BETSY BROD, IR, BROD & SCHAFFER: Thank you, operator, and good morning, everyone. Welcome to the Topps Company fiscal 2006 third-quarter conference call. Management will begin with formal remarks and then we'll open the call up to take your questions. Before we begin I will read the Safe Harbor statement.
Today's call may contain forward-looking statements according to the Safe Harbor provision of the Private Securities Litigation Reform Act of 1995. Although the Company believes the expectations contained in such forward-looking statements are reasonable, we can give no assurance such expectations will prove to be correct. This information may involve risks and uncertainties that could cause actual results to differ materially from the forward-looking statements.
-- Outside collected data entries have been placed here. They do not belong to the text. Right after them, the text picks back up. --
PR #222, opened 2022-12-30
introduce skip early plies parameter

Disservin:
convert the static value used in https://github.com/official-stockfish/Stockfish/pull/4314 into a parameter

would be cool if someone could test this since I have no idea how to run pytorch ^^

### DIFF
--- a/train.py
+++ b/train.py
@@ -10,13 +10,13 @@ from torch import set_num_threads as t_set_num_threads
 from pytorch_lightning import loggers as pl_loggers
 from torch.utils.data import DataLoader, Dataset
 
-def make_data_loaders(train_filename, val_filename, feature_set, num_workers, batch_size, filtered, random_fen_skipping, wld_filtered, skip_early_plies, param_index, main_device, epoch_size, val_size):
+def make_data_loaders(train_filename, val_filename, feature_set, num_workers, batch_size, filtered, random_fen_skipping, wld_filtered, early_fen_skipping, param_index, main_device, epoch_size, val_size):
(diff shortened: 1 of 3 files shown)


Sopel97:
I'm more inclined towards this generalized version. Will review tomorrow.

Sopel97:
Okay, I think the only issue right now is the parameter order is inconsistent. Either always put it before param index or after.

Eventually it's gonna need replacing with a struct because there's quite a lot of parameters right now, but for now at least let's not mess this up further.

Disservin:
Ah yeah the order was messed up also the parameter was missing in some places, using a struct is definitely a good idea, or even some json config file perhaps?

Sopel97:
Not mutually exclusive

train.py
```diff
@@ -57,6 +57,7 @@ def main():
   parser.add_argument("--epoch-size", type=int, default=100000000, dest='epoch_size', help="Number of positions per epoch.")
   parser.add_argument("--validation-size", type=int, default=1000000, dest='validation_size', help="Number of positions per validation step.")
   parser.add_argument("--param-index", type=int, default=0, dest='param_index', help="Indexing for parameter scans.")
+  parser.add_argument("--skip_early_plies", type=int, default=0, dest='skip_early_plies', help="Skip n plies from the start.")
```
linrock: naming nit: i'd suggest `--early-fen-skipping` for naming consistency with the other "skipping" flags (ie. `--no-smart-fen-skipping`, `--no-wld-fen-skipping`, `--random-fen-skipping`). otherwise, deferring to sopel and vondele for review

PR #223, opened 2023-01-01
Improve CUDA check for torch

vondele:


Sopel97:
I think a local import within `if pkg.is_version_at_least((1, 7)):` scope would be more sensible here. Also I think `from torch import cuda` should work and would import less things

vondele:
I do notice that (pre-existing) the version check is `if pkg.is_version_at_least((1, 7)):` but the error message is `LOGGER.error(f'Found torch version {pkg.version} but at least 1.8 required. Exiting.')`. Not sure what we require 1.7 or 1.8 ?

Sopel97:
Hmm, I'm not sure now. Though I think it should be okay if we raise the requirement to 1.8 now.

PR #227, opened 2023-01-23
Enable using early fen skipping param with easy_train.py

linrock:
Add support for the `--early-fen-skipping` param introduced in https://github.com/glinscott/nnue-pytorch/pull/222 to `easy_train.py`. This can be used to skip all positions where the ply count is less than or equal to the given number during training.


linrock:
fyi @vondele this was also used for training the new net, along with several recent master nets.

Factors which could cause or contribute such differences include but are not limited to factors detailed in the company's filings with the SEC.
With these formalities out of the way I'll turn the call over to Arthur Shorin, Chairman and CEO. Arthur, you may begin.
ARTHUR SHORIN, CHAIRMAN, CEO, TOPPS COMPANY: Good morning, everybody, and thanks for dialing in. We should meet on happier occasions; Q3 was unsatisfactory and we'll talk about it. Cathy Jessup, CFO, will provide her comprehensive analysis, walk you through the P&L and share a glimpse forward. Scott Silverstein, President and COO, will comment on where we are heading. And in the time remaining we'll take some questions and do our best to answer them. So let's just get right to it. Cathy.
CATHY JESSUP, CFO, TOPPS COMPANY: Thank you, Arthur, and good morning, everyone. I'll be taking you through a review of Topps' financial results for the third quarter and the nine months ended November 26, 2005, as well as providing guidance for our fiscal fourth quarter.
Overall, as Arthur said, this is a somewhat difficult quarter for the Company. Our fundamentals, including our brands and balance sheet, remain strong and we continue to make progress against specific growth initiatives. You'll hear an update on that shortly from Scott. Nonetheless, third-quarter results released this morning reflect a net loss after discontinued operations of $3.7 million.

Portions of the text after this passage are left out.